Generic container class.

This is a type-safe variable length array class which also supports list-like operations of insertion, appending and deleting. Two instance variables are maintained: nalloc is the number items allocated in the array; count is the number actual used (count<=nalloc). Allocation is performed automatically when Insert or Append operations are performed. It can also be done manually by calling Resize() or Shrink().

Note:
Delete does not resize the storage: to do this call Shrink(). If you are going to do a sequence of Appends, its more efficient to first call Resize() to make room for them. Beware of using the Addr() function: it returns a pointer which may be invalid after subsequent Insert(), Append(), Delete(), Resize(), or Shrink() operations.
In 3ds max 1.x, the method SetCount(n) will set the count to n, but will not assure that only n items are allocated. To do that you should call Resize(n). This sets the number allocated. It will also make sure that count<=numAlloc. To make sure that exactly n are allocated and that count = n, call both Resize(n) and SetCount(n). In 3ds max 2.x and later using SetCount() will also effectively call Resize().
This structure is not meant to support more than 2G items; if you need to have more items, consider using an STL container which does not have the 2G barrier and is most likely more optimized than this version.

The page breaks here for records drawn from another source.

PR #3978, opened 2026-09-16
chore(test-suite): proxy connector e2e

eudelins-zama:
Closes https://github.com/zama-ai/fhevm-internal/issues/2045

Successful e2e tests [run](https://github.com/zama-ai/fhevm/actions/runs/35217740664)

### Summary

Adds the `kms-connector-proxy` to the e2e stack and routes the existing Connector HTTP suites through it over TLS, with an API key, instead of talking to `kms-connector[-i]-endpoint` directly.

### Stack

A `kms-connector-proxy` service is added per KMS party (`kms-connector[-i]-proxy`), configured to forward requests to `kms-connector[-i]-endpoint`.
`CONNECTOR_PROXY_VERSION` is added to optionally configure the image of the proxy.
The compatibility gate becomes `supportsConnectorHttp`: the endpoint and the proxy are now gated together as a pair, so a bundle missing either one drops both services and the suites skip.

### TLS and auth

A self-signed test certificate is checked in under `test-suite/fhevm/static/config/kms-connector-proxy`, with a README documenting how it was generated. It is its own trust anchor and its SANs cover `kms-connector-proxy` plus `kms-connector-{2..32}-proxy`, so one pair serves any party count the harness supports. The e2e container trusts it through `NODE_EXTRA_CA_CERTS`; the thin connector client now sends `Authorization: Bearer $KMS_CONNECTOR_API_KEY` on every call, and the proxy checks it against the `KMS_CONNECTOR_API_KEY_DIGEST` in the connector env. Both are test-only values, checked in like the rest of `templates/env`.

### CI

The orchestrator and the e2e workflow pass a `proxy` entry in `connector-versions`, and the failure log snapshot includes the proxy container.


test-suite/fhevm/docker-compose/kms-connector-docker-compose.yml
```diff
@@ -62,5 +62,17 @@ services:
       kms-connector-db-migration:
         condition: service_completed_successfully
 
+  kms-connector-proxy:
```
nboisde, line 65: Is there a way somehow to include an exposed port, and compatible with kms threshold scenario.
It will help us to streamline tests of the relayer and ease development process. 
Also could a bit "mimic" exposition.

nboisde (approved):
Thanks @eudelins-zama ! LGTM regading proxy integration. 
If we could add port exposure for proxy in this PR or a following one would be amazing.

test-suite/fhevm/docker-compose/kms-connector-docker-compose.yml
eudelins-zama: AFAIK, the relayer runs inside the compose network, and the proxy is reachable there in threshold today!
The current 'simple' HTTP client we use instead of Relayer currently hits `https://kms-connector[-i]-proxy:8443` per party
So AFAIK, no host port is needed, just the URLs in the relayer config. Publishing ports to the host is a different thing (per-party port allocation, trusting self-signed cert etc.), and I'd rather not add it unless you specifically want to run the relayer on the host. Is that the case?
Either way I think it fits better in the relayer e2e PR where the exact need is clear. Wdyt?

Happy to huddle about it if needed!

eudelins-zama: Discussed in huddle :slightly_smiling_face:

eudelins-zama:
@mergifyio queue

PR #3979, opened 2026-09-16
refactor(relayer): parse v3 user-decrypt as one tagged envelope

Eikix:
## Summary
- Parse `/v3/user-decrypt` as one internally tagged `UserDecryptV3RequestJson` instead of peeking `attestationType` and deserializing two sibling structs.
- OpenAPI now documents the POST body as a oneOf of the EIP-712 and Solana sRFC-38 arms.
- Connector comments, README naming, and `HOST_CONFIG_SEED` now follow the Solana field names already on the ABI/DB (`solanaRequest`), and `ed25519-dalek` is a relayer test dependency only.

## Test plan
- [x] Relayer unit tests for the tagged envelope, unknown tag, Solana payload `deny_unknown_fields`, and `validate_v3_attestation_type` allowlist
- [x] Relayer `solana_envelope_fixture` and `solana_v0_teardown`
- [x] Relayer HTTP tests: unknown/missing `attestationType`, Solana sRFC-38 accept/reject, unknown extra envelope field, EVM direct-handle accept
- [x] kms-worker `check_user_decryption_request_v2` unit tests (comments-only connector change)
- [ ] Relayer CI `user-decrypt` and `solana` groups on this PR


Eikix:
Review of 47e2a0eac (2 commits) against feature/solana, with a clean-code and lean-code lens. CI green except the two pending jobs (solana-e2e scenarios, kms-connector tests).

### Verdict

The core change is a real simplification and should land. Before this PR the `attestationType` tag lived in five places: the handler's probe struct, a `String` field on each of the two envelope structs, the `validate_v3_attestation_type` allowlist, and the `match` inside the EVM `TryFrom`. After it, the tag lives in one place, the serde `tag` on `UserDecryptV3RequestJson`, and an unknown tag cannot reach either arm by construction. The handler drops from two parse paths to one. That is the lean shape.

Three things pull against that: a string-matching heuristic added to the generic JSON parser to preserve an error body only a relayer test pins, a `deny_unknown_fields` attribute that does nothing where it sits, and documentation that records a retired name. Details below.

### Verified

- `UserDecryptV3RequestJson` needs the hand-written `Validate` impl: validator_derive 0.20.1 only walks `Data::Struct`, so a derive on the enum would validate nothing.
- `HOST_CONFIG_SEED` re-export is a true dedup: `zama_solana_acl::HOST_CONFIG_SEED` is `b"host-config"` and the zama-host program already re-exports it the same way.
- `validate_handles_and_extract_chain_id` has one caller, the V2 EVM check, so the rewritten doc comment is accurate.
- `publish_user_decryption_v3` exists in gw-listener as the README now claims.
- `openapi.yml` is generated (`openapi-export` bin, `make openapi-check`), so the oneOf block is tool output, not hand-maintained.
- The `ed25519-dalek` move to dev-dependencies compiles (relayer build jobs passed).
- `attested_user_decrypt_rejects_unknown_attestation_type` really tests the tag: internally tagged enums read the tag before the buffered content, so `"attestedPayload": {}` never gets a chance to fail first.

### Should fix

1. **`parsing.rs` now knows about v3.** `is_v3_attestation_variant_error` imports the two v3 tag constants into the generic JSON-error mapper and string-matches serde's "unknown variant ... expected ..." text to rebuild the previous 400 body (field `attestationType`, message "Unsupported attestationType; expected one of: [...]"). The only consumer of that exact text is `user_decrypt_v3_test.rs:393`; the SDK never reads the message. Two leaner options, pick one:
   - Let serde's message stand. It already names the allowed tags. Update the test expectation and drop `is_v3_attestation_variant_error` and the two imports. The field name falls back to `request`, which is the trade.
   - Keep the exact body but put the knowledge in the v3 layer: add a `#[serde(other)] Unknown` unit variant to the enum (serde supports `other` on internally tagged enums) and have `TryFrom<UserDecryptV3RequestJson>` return the "Unsupported attestationType" error. That is typed code where the tag is defined, not a regex over a library's error string in a module every endpoint shares.
   Either way the generic parser stops carrying endpoint-specific constants.

2. **`#[serde(deny_unknown_fields)]` on the enum is a no-op.** serde_derive applies it in `de/struct_.rs` and `de/enum_adjacently.rs` only. For an internally tagged enum with newtype variants, the inner structs' own `deny_unknown_fields` is what rejects a stray envelope key, and the doc comment two lines up already says so. Remove the attribute so the code does not claim a guarantee it is not providing; `v3_rejects_unknown_extra_field_on_envelope` keeps passing.

3. **Rename leftovers.** `relayer/Cargo.toml:77` still says "Canonical `hostPayload` serialization". The PR's stated goal is that comments follow `solanaRequest`; this one was missed.

### Lean nits

- The `info!` calls in both `TryFrom` impls ("Converting X to UserDecryptRequest") are progress narration. The Solana one now logs `attestation_type` as a compile-time constant, which carries no information. Drop both or move to `debug!`.
- The kms-connector README table documents `hostPayload` as a "retired name". A name that no longer exists in code does not belong in the reader-facing README; the SQL migration comment already records the history. Drop that row, and consider whether the table belongs in `docs/architecture.md` next to the rest of the connector data model rather than in the top-level README between configuration and Support.
- The second commit only tidies the first (removes the validator the first commit orphaned). Squash before merge.

### No action

- Comment-only edits in the connector ("Solana V2" to "Solana", `hostPayload` to `solanaRequest`) are consistent and correct.
- `is_field_specific_serde_error` is a good extraction; adding "unknown variant" there is right for every endpoint, not just v3.
- The fixture and teardown test updates are mechanical and keep the same assertions.

Eikix:
Follow-up review at b673594af (the two commits since 47e2a0eac). Seven CI jobs were still pending at review time, none failing.

Commits reviewed: a9353421f (drop the v3 sniffing from the generic parser) and b673594af (`Unknown` variant on the envelope enum).

### Earlier items

| # | Item | State |
|---|------|-------|
| 1 | v3 constants leaked into `parsing.rs` | RESOLVED. `is_v3_attestation_variant_error` and both imports are gone. The parser now returns serde's own text for any `unknown variant` and falls back to field `request`, endpoint-agnostic. The exact 400 body is kept by a `#[serde(other)] Unknown` variant whose `Validate` impl emits `attestation_type` + "Unsupported attestationType; expected one of: [...]"; `to_camel_case` in the v2 error mapper turns the key into `attestationType`, so `v3_rejects_unknown_attestation_type` keeps its unchanged expectation. |
| 2 | No-op `deny_unknown_fields` on the enum | RESOLVED. Attribute removed; the inner structs keep theirs. |
| 3 | `hostPayload` leftover in `relayer/Cargo.toml` | RESOLVED. |
| nit | Narration `info!` in both `TryFrom` impls | RESOLVED, both removed. |
| nit | README "retired name" row | RESOLVED, row dropped. Table stays in the top-level README. |
| nit | Squash | OPEN. Four commits; the last three all refine the first. |

### New at head

1. **The hand-written OpenAPI schema is the price of the `Unknown` variant, and it is mostly justified.** utoipa 5.5 has no way to skip an enum variant in the derive, so hiding `Unknown` from the spec needs a manual `PartialSchema`. `openapi.yml` is byte-identical to the previous head, so the manual builder reproduces the derive's oneOf exactly. Two trims would make it cheaper to own:
   - `impl ToSchema for UserDecryptV3RequestJson {}` is enough. Both default methods do the right thing (`name()` returns the type name, `schemas()` is a no-op), and the two inner types are already listed in `components(schemas(...))` in `openapi.rs`, so the twelve-line `schemas()` body registers them a second time for no effect.
   - `Ref::from_schema_name("AttestedUserDecryptRequestJson")` and the Solana literal should be `Ref::from_schema_name(AttestedUserDecryptRequestJson::name())`. A rename then fails to compile instead of silently producing a dangling `$ref`.
   - The description string duplicates the doc comment word for word. Keep one; the doc comment is the one a reader finds.
2. **No workflow runs `make openapi-check`.** The Makefile target exists but nothing in `.github/workflows` invokes it, so the manual schema drifting from the derive output would not be caught by CI. Not introduced by this PR, but this PR is the first place a hand-written schema can drift. Worth a follow-up issue or a one-line addition to the relayer lint job.
3. **`TryFrom<UserDecryptV3RequestJson>` has an unreachable `Unknown` arm.** `parse_and_validate` runs `validate()` before the conversion, so `Unknown` never reaches `try_from` on the HTTP path. The arm is needed for exhaustiveness and correctly reuses `unsupported_attestation_type_message`, so there is nothing to change; a one-line comment saying validation rejects it first would stop the next reader from hunting for the path.
4. **The `solana_envelope_fixture` `Unknown` branch** maps an unknown tag to `RejectedBy::JsonShape`, which matches the layer the fixture names. Fine.

### Verdict

The head is leaner than the previous head: the parser is generic again, the enum owns the tag and the rejection, and the OpenAPI output is unchanged. The remaining asks are small: drop the redundant `schemas()` body and the string-literal refs, squash, and decide who owns the missing `openapi-check` in CI.

Eikix:
Hard requirement before merge: no hand-written OpenAPI schema. `openapi.yml` is generated from the utoipa derives, and the moment one component is built by hand (`impl PartialSchema for UserDecryptV3RequestJson`, 67318e99a) the spec has two sources of truth and nothing in CI checks the second one. Every v3 type must derive `ToSchema`.

The manual impl exists only to hide the `#[serde(other)] Unknown` variant from the spec, and that variant exists only to keep the exact 400 body (`attestationType` / "Unsupported attestationType; expected one of: [...]"), which nothing outside `user_decrypt_v3_test.rs` depends on. So the lean shape is the one a9353421f already had, minus the extra variant:

- Drop `Unknown`, `unsupported_attestation_type_message`, the `PartialSchema`/`ToSchema` impls and the `tagged_openapi_arm` helper. `#[derive(ToSchema)]` on the enum produces the same oneOf.
- Let serde reject an unknown tag. `parsing.rs` already maps `unknown variant` to a 400 with serde's own message, which names the two allowed tags. Update `v3_rejects_unknown_attestation_type` to expect field `request` and that message.
- If the exact `attestationType` field in the 400 is considered part of the API contract, the remap belongs in the v3 handler, after `parse_and_validate` returns, not in the generic parser and not in the type: a few lines that only the v3 handler owns, with no effect on the schema.

Then regenerate `openapi.yml` and confirm `make openapi-check` passes. Adding that target to the relayer clippy job is a separate two-line PR; happy to open it.

PR #3986, opened 2026-09-16
fix(sdk): harden hexToBytes and fix abortableSleep listener leak

geoxel:
## Description
Two small correctness fixes in `sdk/js-sdk/src/core/base/`, ported from changes reviewed in #3934.

### `hexToBytes` (bytes.ts)
- Throws on non-hexadecimal characters instead of silently coercing them to `0` via `parseInt` returning `NaN`.
- Strips the `0x` prefix case-insensitively, fixing incorrect parsing of uppercase-prefixed input (e.g. `"0Xff"` was previously mis-parsed as `[0, 255]` instead of `[255]`).

### `abortableSleep` (timeout.ts)
- The `abort` event listener was only removed when the signal actually aborted (via `{ once: true }`). When the sleep resolved normally instead, the listener stayed attached to the `AbortSignal` indefinitely.
- Now explicitly removes the listener when the timer fires and the promise resolves, preventing a listener leak on long-lived or reused `AbortController` instances.


0xalexbel (approved):

geoxel:
@mergifyio queue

The implementation minimizes the storage of empty Tables: they are represented by a single NULL pointer. Also, the major part of the code is generic, shared by different Tabs for different types of items.

Tabs may be used on the stack, i.e. they may be declared as a local variable of a function or method. You can set the number of items in the table, work with them, and then when the function returns, the destructor of the Tab is called, and the memory will be deallocated.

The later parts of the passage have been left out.